» **WORK INSTRUCTION**:
Produce an exact copy of the lines from the line that contains "We can change" to the end of the listing below.

» **INFORMATION**:
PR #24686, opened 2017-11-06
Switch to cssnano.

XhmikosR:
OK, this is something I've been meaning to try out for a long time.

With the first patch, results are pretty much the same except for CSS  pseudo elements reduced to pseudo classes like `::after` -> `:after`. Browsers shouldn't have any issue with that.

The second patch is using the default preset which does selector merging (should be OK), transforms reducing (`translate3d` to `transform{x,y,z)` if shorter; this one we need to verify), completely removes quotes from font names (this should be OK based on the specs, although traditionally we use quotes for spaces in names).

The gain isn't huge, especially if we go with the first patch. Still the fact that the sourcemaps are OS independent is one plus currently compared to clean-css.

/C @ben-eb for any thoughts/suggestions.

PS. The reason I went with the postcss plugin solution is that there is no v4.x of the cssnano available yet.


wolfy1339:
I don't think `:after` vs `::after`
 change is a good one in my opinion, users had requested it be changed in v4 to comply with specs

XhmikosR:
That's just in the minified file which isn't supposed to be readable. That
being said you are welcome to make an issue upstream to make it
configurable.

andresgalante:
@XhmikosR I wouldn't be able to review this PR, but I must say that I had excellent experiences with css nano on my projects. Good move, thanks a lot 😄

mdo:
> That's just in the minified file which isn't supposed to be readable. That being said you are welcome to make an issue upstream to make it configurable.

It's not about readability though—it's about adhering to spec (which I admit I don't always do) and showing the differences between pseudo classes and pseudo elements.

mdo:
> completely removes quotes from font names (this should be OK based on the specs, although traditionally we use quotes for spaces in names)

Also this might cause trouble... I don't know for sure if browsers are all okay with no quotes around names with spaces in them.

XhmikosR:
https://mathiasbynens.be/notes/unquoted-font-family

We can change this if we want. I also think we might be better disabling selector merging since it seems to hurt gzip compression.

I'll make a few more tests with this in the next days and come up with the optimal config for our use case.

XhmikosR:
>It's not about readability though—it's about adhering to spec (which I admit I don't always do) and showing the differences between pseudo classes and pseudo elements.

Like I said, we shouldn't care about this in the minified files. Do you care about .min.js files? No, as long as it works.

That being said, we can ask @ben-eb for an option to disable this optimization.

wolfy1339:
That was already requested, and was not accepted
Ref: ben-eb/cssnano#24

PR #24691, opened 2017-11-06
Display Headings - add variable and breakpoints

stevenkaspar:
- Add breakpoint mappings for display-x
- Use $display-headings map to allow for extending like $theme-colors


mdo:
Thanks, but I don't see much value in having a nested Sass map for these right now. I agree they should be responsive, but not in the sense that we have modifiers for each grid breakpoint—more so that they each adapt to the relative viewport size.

» **RESULT**:
We can change this if we want. I also think we might be better disabling selector merging since it seems to hurt gzip compression.

I'll make a few more tests with this in the next days and come up with the optimal config for our use case.

XhmikosR:
>It's not about readability though—it's about adhering to spec (which I admit I don't always do) and showing the differences between pseudo classes and pseudo elements.

Like I said, we shouldn't care about this in the minified files. Do you care about .min.js files? No, as long as it works.

That being said, we can ask @ben-eb for an option to disable this optimization.

wolfy1339:
That was already requested, and was not accepted
Ref: ben-eb/cssnano#24

PR #24691, opened 2017-11-06
Display Headings - add variable and breakpoints

stevenkaspar:
- Add breakpoint mappings for display-x
- Use $display-headings map to allow for extending like $theme-colors


mdo:
Thanks, but I don't see much value in having a nested Sass map for these right now. I agree they should be responsive, but not in the sense that we have modifiers for each grid breakpoint—more so that they each adapt to the relative viewport size.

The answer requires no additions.